I want to transfer between two planets using Hohmann transfers and the patched conic approach. However, I am struggling to figure out how long I have to wait at the starting planet (say Uranus) until I can return home (to Earth). I am choosing Uranus because earth's orbit is many times shorter than it.

What I have so far is that I need the initial angle between the planets when I arrived at Uranus on the transit from Earth, and I need something about the relative angular rates of both Earth and Uranus. But, nothing that I am coming up with gives me a reasonable answer. Many give me negative time values.

From Eq. 22 on page 11 of lecture #6 notes from Virginia Tech's Astromechanics course AOE4134, I was able to find an equation:

$$ wait\ time =\frac{\phi_0+\omega_1*t_{transfer}-\pi}{\omega_2 - \omega_1}, $$


  • The initial angular separation between Earth and Uranus when the craft arrives at Uranus is $ \phi_0$

  • $\omega_1$ is the angular rate of Earth.

  • $\omega_2$ is the angular rate of Uranus.

  • $t_{transfer}$ is the time to transfer between the planets on the Hohmann orbit.

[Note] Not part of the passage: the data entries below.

Issue #4677, opened 2026-04-22
Gumroad admin CLI


slavingia:
## What
Expose Gumroad admin functionality through an API and/or CLI, so admin operations don't require the web UI.

## Why
Admin actions currently require logging into the web UI. This blocks automation (e.g., Gumclaw can't perform admin actions programmatically), slows down bulk operations, and makes it harder to build tooling on top of admin features. An API/CLI would let us automate risk reviews, user management, fee updates, and other admin tasks.

## Open questions
- Which admin actions to prioritize? (user lookup, fee changes, risk state changes, compliance review)
- Auth model: API keys, OAuth, or reuse existing admin session?
- Should this extend the existing v2 API or be a separate admin API?
- CLI: standalone tool or extend the existing Gumroad CLI?

Darshan3690:
👋HI @slavingia sir

I’d like to work on this issue. The idea of exposing admin functionality via API/CLI looks very impactful, and I’m interested in implementing it.

Proposed approach:

Introduce a separate Admin API layer (instead of extending public APIs) to keep permissions isolated
Start with core endpoints like user lookup, fee updates, and risk state changes
Implement API key–based authentication with RBAC + audit logs for safety
Extend the existing CLI to consume these APIs for automation use cases

I can take this in phases (read → write → automation) to ensure safe rollout.

Please assign this issue to me 🙌

gumclaw:
## Meeting Notes (Apr 23, 2026)

### Architecture

- Integrate admin functionality into the existing Gumroad CLI rather than building separate tooling
- Keep Helper for ticket operations, CLI for admin operations
- Reuse existing CLI patterns (JSON output, JQ flags, skill model)
- Namespace: `gumroad admin [command]` to separate from user-facing CLI
- Authentication: start with simple token, make robust later

### Phase 1 Scope

- Add current admin UI capabilities to CLI
- Known gaps to fix: search returns only one result, email lookup not robust, refund flow needs adjustment, contract spec doesn't match actual API
- Estimated ~12 PRs total

### Technical Decisions

- Remove OpenAPI spec approach (current Helper tool integration too complicated, hard to maintain)
- Long-term: Helper UI becomes minimal/Gmail wrapper. CLI handles admin operations.
- Start as separate internal tool, merge into main CLI later if viable
- Research other CLIs with admin/user separation (GitHub CLI as reference)

### Next Steps

- Gianfranco finishing upload feature, then starting admin CLI development
[...]

PR #4742, opened 2026-04-24
Remove the Helper OpenAPI admin contract

gianfrancopiana:
Refs #4677

## What

Removes the generated Helper Tools OpenAPI endpoint from Gumroad and stops treating `/internal/helper` as the admin CLI contract.

The concrete `/internal/helper/...` routes stay available for existing Helper usage, but the generated schema, OpenAPI metadata, and stale `refresh_library` tool path are gone. The new internal admin API note makes the boundary explicit: upcoming PR will build against `/internal/admin` instead of the legacy Helper route shape.

## Why

The current Helper OpenAPI import path is too hard to maintain as the source of truth for admin automation. It had already drifted from real routed behavior, including a `refresh_library` path that was not actually supported.

This keeps the existing Helper integration working while removing the misleading contract before the CLI starts depending on it. 

## Rollout

Helper production has already been moved off `https://api.gumroad.com/internal/helper/openapi`: the Gumroad tool API now uses a stored schema, and the stale `post-purchases-refresh-library` tool is disabled. No Helper code PR is required for runtime correctness.

---

This PR was implemented with AI assistance using gpt‑5.5 xhigh


gumclaw:
@claude review

gianfrancopiana:
@claude review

The problem with this is that it gives me a negative time and I don't know how I am misunderstanding it to get the wrong time.

TLDR: I need an equation that will give me how long I have to wait at a planet to transfer to another planet.

  • $\begingroup$ Interesting question! Can you add a mention, citation, or link to where you found the equation? Thanks! $\endgroup$
    – uhoh
    Commented Feb 23, 2018 at 0:37
  • $\begingroup$ I pulled the equation from Lecture 6 Page 11. The main website is a class on astromechanics that was taught at virginia tech. the link is: www.dept.aoe.vet.edu/~lutze/AOE4134 $\endgroup$ Commented Feb 23, 2018 at 16:32
  • $\begingroup$ Thanks, these are great! "add" means add to the question, since in SE comments should be considered temporary and could be removed in the future. This doesn't happen often, but if it's important information always put it back into the original post. $\endgroup$
    – uhoh
    Commented Feb 23, 2018 at 23:56

2 Answers 2


I'm merely a KSP player, not NASA but I think I understand the problem here:

Looking at the numerator of your equation you are working backwards from the planned arrival. Hence the -Pi term because the departure is Pi radians before the arrival. The other terms could be small--thus driving the numerator negative.

What does this mean? You missed the launch window. (Yeah, you might not have had a chance to catch it.)

Solution? Wait for the next launch window. I'm going on shaky ground here but I think the answer is to add 2 * Pi to the numerator.


I looked at those lecture #6 notes. You aren't quoting equation 22 as it is written in the notes. Your denominator will always be negative (earth's angular rate being greater than Uranus'), In equation 22 the pi term is (1+2k)pi, where k can be chosen positive or negative to make the signs work out. Does that help?